EKBIS.CO, BOGOR -- Selama ini, orang selalu ribut bagaimana agar penangkapan ikan dapat berkelanjutan. Juga bagaimana agar sektor perikanan dapat digunakan menjadi sumber pertumbuhan ekonomi Indonesia. Menurut Guru Besar Tetap Fakultas Perikanan dan Ilmu Kelautan, IPB, Domu Simbolon, dalam realitas yang ada saat ini sangat ironis. Bahwa potensi sumber daya ikan (SDI) yang katanya sangat melimpah, belum bisa dimanfaatkan, khususnya sebagai peluang bisnis.
"Perairan kita luas tapi kenapa belum bisa bisnis. Tingkat kesejahteraan nelayan juga masih memperihatinkan. Disebabkan sistem bagi hasil nelayan dengan pemilik armada, usaha penangkapan belum efisien (sistem berburu), hanya mencari dan mencari, serta konsumsi bahan bakar tinggi, hasil penangkapan tidak pasti, produktivitas rendah," kata Domu, Kamis (19/1).
Luas wilayah laut Indonesia yang diperkirakan 5,8 juta kilometer persegi atau mencapai dua kali luas wilayah daratan, menurut dia, mengandung SDI melimpah. Menurut Profesor Domu, ada beragam faktor yang menyebabkan sudah banyak perairan terdegradasi.
Selama ini, dia mengatakan nelayan hanya mengandalkan tanda-tanda alam. Seperti beriak air dan atau adanya burung. Daerah penangkapan ikan, selama ini juga menurutnya belum dijamah, masih didiamkan dan atau belum dikelola dengan baik.
Paradigma salah kaprah selama ini juga, menurutnya, yaitu tidak diperhatikannya sejumlah faktor. Seperti ikan layak tangkap, perairan cocok, dan teknologi berikut jumlah alat yang tidak optimum. "Contoh, teknologi penangkapan dan terbaik itu huhate dan perlu dikendalikan jumlahnya. Misalnya optimal 47 unit, contohya di Sorong (Papua)," kata dia.
Dia juga mengingatkan terkait waktu atau periode potensial penangkapan ikan. Seperti SDI di Pelabuhan Ratu, Sukabumi, Jawa Barat, yang biasanya melimpah pada Agustus dan september, namun Oktober menghilang dikarenakan migrasi. Seperti ikan madidihang di Mentawai, Kepulauan Riau juga besar pada bulan April dan Juni. Begitu juga ikan lemuru di Selat Bali yang melimpah pada Mei sampai Juli. Selain periode, nelayan juga perlu memerhatikan zona potemsial.
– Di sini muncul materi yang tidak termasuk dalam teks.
PR #87, opened 2019-03-19
DM-17866: Add support for BOT/lsstCam

timj:


python/lsst/obs/lsst/translators/lsstCam.py
```diff
@@ -0,0 +1,86 @@
...
+    # Use Imsim raft definitions until a true lsstCam definition exists
+    cameraPolicyFile = "policy/lsstCam.yaml"
+
+    @cache_translation
+    def to_science_program(self):
+        # Docstring will be inherited. Property defined in properties.py
+        # Do not yet have a header explicitly for this.
+        program = None
+        if "TSTAND" in self._header and "DAYOBS" in self._header:
+            program = self._header["DAYOBS"]
```
RobertLuptonTheGood: Can we set program to `None` or `"unknown"` or something rather than `DAYOBS`?  I don't think that `program` has any LSST meaning, and we shouldn't be relying on it.

tests/test_translator.py
```diff
@@ -34,6 +34,54 @@
...
+                           pressure=None,
+                           relative_humidity=None,
+                           science_program=None,
+                           temperature=None,
+                           visit_id=2019031900001)),
+                     )
+        for filename, expected in test_data:
+            with self.subTest(f"Testing {filename}"):
+                self.assertObservationInfoFromYaml(filename, dir=self.datadir, **expected)
+
```
RobertLuptonTheGood: What is this testing?  On the face if it, that we can read ordered dicts from yaml but there must be something more.  A doc string would help

python/lsst/obs/lsst/translators/lsstCam.py
timj: This gets converted to gen2 `run` concept and ingest fails if `run` is None so I have to pick something.  LSST does have a science program meaning since we will be distinguishing between all the deep drilling fields and fast/wide/deep.  This definition of `run` is consistent with what is happening in HSC translation.

tests/test_translator.py
timj: This is standard boiler plate for astro_metadata_translator testing.  The raw headers are read in and translated and the results of the translation are compared with the supplied dict.

python/lsst/obs/lsst/translators/lsstCam.py
timj: I'll switch to "unknown" (we used dayObs for UCD translator).

PR #91, opened 2019-03-28
DM-18051: Get defect machinery working for the AuxTel

mfisherlevine:


bin.src/genDefectFits.py
```diff
@@ -0,0 +1,86 @@
...
+
+
+def genDefectFits(cameraName, source, targetDir):
+    mapper = mapperMap[cameraName](root=".", calibRoot=".")
+    camera = mapper.camera
+
+    ccds = dict()
+    for ccd in camera:
+        ccdNum = ccd.getId()
+        ccdName = mapper._extractDetectorName(None)
```
SimonKrughoff: I'm uncomfortable getting the ccd name two different ways.  I.e. why is this not `ccdName = ccd.getName()`?

bin.src/genDefectRegistry.py
```diff
@@ -0,0 +1,82 @@
+#!/usr/bin/env python
+
+import glob
+import os
+import re
+try:
```
SimonKrughoff: I don't understand why this protection is necessary.  `sqlite3` is the name of the module on both my mac and a linux instance I have.

config/auxTel/flat.py
```diff
@@ -0,0 +1,26 @@
...
+# GNU General Public License for more details.
+#
+# You should have received a copy of the LSST License Statement and
+# the GNU General Public License along with this program.  If not,
+# see <http://www.lsstcorp.org/LegalNotices/>.
+
+import os.path
+from lsst.utils import getPackageDir
+
+config.load(os.path.join(getPackageDir("obs_lsst"), "config", "auxTel", "auxTel.py"))
```
SimonKrughoff: This and the following config seem a little backward to me.  It seems like task specific info should be in these files and then aggregated into a larger config file, if necessary.

python/lsst/obs/lsst/lsstCamMapper.py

"Penangkapan ikan tongkol di Pelabuhan Ratu, 73 persen illegal size, di Binuangeun, Garut juga 65 persen tidak memerhatikan unsur ikan layak tangkap," jelasnya.
Pada intinya, Domu mengatakan faktor yang mesti menjadi paradigma baru dalam penangkapan ikan, adalah perhatikan kuota jumlah dan ukuran ikan yang boleh ditangkap. Begitu juga inovasi teknologi yang selektif, insentif harga terhadap ikan legal size, serta perhatikan zonasi berikut jumlah armada penangkap yang optimum.